Premium
An efficient actor‐critic reinforcement learning for device‐to‐device communication underlaying sectored cellular network
Author(s) -
Khuntia Pratap,
Hazra Ranjay,
Chong Peter
Publication year - 2020
Publication title -
international journal of communication systems
Language(s) - English
Resource type - Journals
SCImago Journal Rank - 0.344
H-Index - 49
eISSN - 1099-1131
pISSN - 1074-5351
DOI - 10.1002/dac.4315
Subject(s) - computer science , reinforcement learning , cellular network , queueing theory , power control , resource allocation , channel (broadcasting) , base station , cluster analysis , transmission (telecommunications) , throughput , mathematical optimization , channel allocation schemes , computer network , power (physics) , distributed computing , wireless , telecommunications , artificial intelligence , physics , mathematics , quantum mechanics
Summary In this paper, a novel reinforcement learning (RL) approach with cell sectoring is proposed to solve the channel and power allocation issue for a device‐to‐device (D2D)‐enabled cellular network when the prior traffic information is not known to the base station (BS). Further, this paper explores an optimal policy for resource and power allocation between users intending to maximize the sum‐rate of the overall system.
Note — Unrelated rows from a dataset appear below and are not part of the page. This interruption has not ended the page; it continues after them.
PR #156, opened 2024-02-18
[postgres] Add adapter for `DebeziumTransformer`

nathan-artie:
This will allow the `DebeziumTransformer ` to be source agnostic so that it can be reused for `MySQL`. For this PR I tried to make as few changes as possible so that it would be easier to review. In the next PR I will move `DebeziumTransformer` to `lib/transformer`.

### DIFF
--- a/sources/postgres/transformer/transformer.go
+++ b/sources/postgres/transformer/transformer.go
@@ -14,17 +14,34 @@ import (
 	"github.com/artie-labs/reader/lib/postgres"
 )
 
-type DebeziumTransformer struct {
-	statsD mtr.Client
-	table  *postgres.Table
-	iter   batchRowIterator
+type Adapter interface {
+	TableName() string
+	TopicSuffix() string
+	PartitionKey(row map[string]interface{}) map[string]interface{}
+	Fields() []debezium.Field
+	MetricTags() map[string]string
+	ConvertRowToDebezium(row map[string]interface{}) (map[string]interface{}, error)
 }
 
-func NewDebeziumTransformer(table *postgres.Table, iter batchRowIterator, statsD mtr.Client) *DebeziumTransformer {
+type postgresAdapter struct {
+	table postgres.Table
+}
+
+func NewPostgresAdapter(table postgres.Table) Adapter {
+	return postgresAdapter{table: table}
+}
+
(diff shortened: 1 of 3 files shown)


sources/postgres/transformer/transformer.go
```diff
@@ -64,26 +84,26 @@ func (d *DebeziumTransformer) Next() ([]lib.RawMessage, error) {
...
 
-		result = append(result, lib.NewRawMessage(d.topicSuffix(), d.partitionKey(row), payload))
+		result = append(result, lib.NewRawMessage(d.adapter.TopicSuffix(), d.adapter.PartitionKey(row), payload))
 		d.recordMetrics(start)
 	}
 	return result, nil
 }
 
-func (d *DebeziumTransformer) topicSuffix() string {
+func (d postgresAdapter) TopicSuffix() string {
```
nathan-artie, line 93: I will rename `d` to `p` in a follow up PR.

sources/postgres/transformer/transformer.go
```diff
@@ -14,17 +14,34 @@ import (
 	"github.com/artie-labs/reader/lib/postgres"
 )
 
+type Adapter interface {
+	TableName() string
+	TopicSuffix() string
+	PartitionKey(row map[string]interface{}) map[string]interface{}
+	Fields() []debezium.Field
+	MetricTags() map[string]string
```
Tang8330, line 22: If it's easier, we can remove `metricTags` since we're not using them anyways.

We are using the ones from Kafka batch writer and when we start to run snapshots inline, we'll use the metrics provided by Transfer's `ProcessMessage(...)`

Tang8330: Which I assume is only being used by `recordMetrics`

Tang8330 (approved):

sources/postgres/transformer/transformer.go
nathan-artie: Ooh nice, will do!

nathan-artie: So we can remove `d.statsD.Timing("scanned_and_parsed", time.Since(start), d.adapter.MetricTags())` entirely or just the tags part?

PR #170, opened 2024-02-20
Allow primary key values to be any type

nathan-artie:
For MySQL we will just use the values returned from the database rather than coercing them to strings like we do for PostgreSQL.


lib/postgres/scan.go
```diff
@@ -155,10 +155,13 @@ func keysToValueList(k *primary_key.Keys, columns []schema.Column, end bool) ([]
 			return nil, err
 		}
 
+		// TODO: look into storing primary key values as their raw types instead of converting them to strings
+		strVal := val.(string)
```
Tang8330, line 159: type coercions like this can cause panics

better to do fmt.Sprint(val)

Tang8330 (approved):
lgtm % c

PR #181, opened 2024-02-21
[mysql] Fix primary keys bug; build scanner query

nathan-artie:


lib/mysql/schema/schema.go
```diff
@@ -267,7 +267,7 @@ func getPrimaryKeyValues(db *sql.DB, table string, primaryKeys []Column, descend
 	}
 	defer stmt.Close()
 
-	if err := stmt.QueryRow(query, 1).Scan(resultPtrs...); err != nil {
+	if err := stmt.QueryRow().Scan(resultPtrs...); err != nil {
```
nathan-artie, line 270: Don't need the `1` anymore and `query` is already being passed in online 264.

Tang8330 (approved):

Since the behavior of wireless channel and traffic request of users in the system is stochastic in nature, the dynamic property of the environment allows us to employ an actor‐critic RL technique to learn the best policy through continuous interaction with the surrounding. The proposed work comprises of four phases: cell splitting, clustering, queuing model, and channel allocation and power allocation simultaneously using an actor‐critic RL. The implementation of cell splitting with novel clustering technique increases the network coverage, reduces co‐channel cell interference, and minimizes the transmission power of nodes, whereas the queuing model solves the issue of waiting time for users in a priority‐based data transmission. With the help of continuous state‐action space, the actor‐critic RL algorithm based on policy gradient improves the overall system sum‐rate as well as the D2D throughput. The actor adopts a parameter‐based stochastic policy for giving continuous action while the critic estimates the policy and criticizes the actor for the action. This reduces the high variance of the policy gradient. Through numerical simulations, the benefit of our resource sharing scheme over other existing traditional scheme is verified.